OSHA News Release - Table of Contents|
OSHA News Release – Region 6
U.S. Department of Labor
Nov. 10, 2015
Unguarded balcony, lack of fall protection cause death
of Dallas construction worker, OSHA finds
Design Plastering Inc., Design Plastering West LLC cited for multiple violations
DALLAS - A fall from a third-story balcony killed 44-year-old Jorge Carrion Torres as he worked on the exterior of an apartment complex on May 14, 2015. Torres, who had been on the job for one month, was applying stucco underlayment to the balcony walls when the incident occurred. His employer had not installed scaffolding and had not provided Torres or his co-workers with personal fall protection.

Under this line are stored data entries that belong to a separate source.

PR #387, opened 2025-05-29
docs: clarify release authorization and permissions in release process

bjohansebas:
If two captains are not part of the TC, and the other captain gives authorization to release the package, is that valid? Or does there always have to be authorization from the TC?

### DIFF
--- a/docs/contributing/release-process.md
+++ b/docs/contributing/release-process.md
@@ -7,7 +7,10 @@ package governed by Express.
 
 ## Who can make releases?
 
-According to project governance, only package Captains or members of the Technical Committee (TC) are permitted to make releases. Captains have the freedom to make releases for their own package whenever necessary, while TC members may make releases for any package as needed.
+According to project governance, only package Captains or members of the Technical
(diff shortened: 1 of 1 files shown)


bjohansebas:
cc: @expressjs/express-tc

docs/contributing/release-process.md
```diff
@@ -2,25 +2,22 @@
...
+According to project governance, only package Captains or members of the Technical Committee (TC) are permitted to make releases. Captains have the freedom to make releases for their own package whenever necessary, while TC members may make releases for any package as needed.
 
 ### 1. Github release access
 
-The individual making the release will need to be a member of the
-expressjs/express team with Write permission level so they are able to tag the
-release commit and push changes to the expressjs/express repository
-(see Steps 4 and 5).
+The person making the release must be either the package captain or a member of the TC in
+order to have sufficient permissions to do the work.
```
bjohansebas, line 15: This change is because it was referring only to Express and not in general

wesleytodd (approved):

PR #389, opened 2025-05-30
remove triage meeting

bjohansebas:
The triage meeting is removed, as there is no attendance and there aren't really any topics that require a meeting, they can be resolved asynchronously.

cc: @expressjs/triagers


bensternthal:
@UlisesGascon I removed this event from LFX and from the public calendar.

UlisesGascon (approved):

The U.S. Department of Labor's Occupational Safety and Health Administration cited his employers, Design Plastering Inc. and Design Plastering West LLC, of Phoenix, on Nov. 10 for eight egregious willful and four serious violations. Previously, the state OSHA in Arizona had cited Design Plastering seven times for allowing fall-related hazards.
Federal safety and health officials have proposed fines totaling $407,400 for the citations*.
When an employer fails to put up a guardrail or scaffolding, or doesn't provide personal fall-arrest systems, anyone working at a height of six feet or more is defenseless against a fall. OSHA will not tolerate this kind of employer behavior," said Assistant Secretary of Labor for Occupational Safety and Health Dr. David Michaels.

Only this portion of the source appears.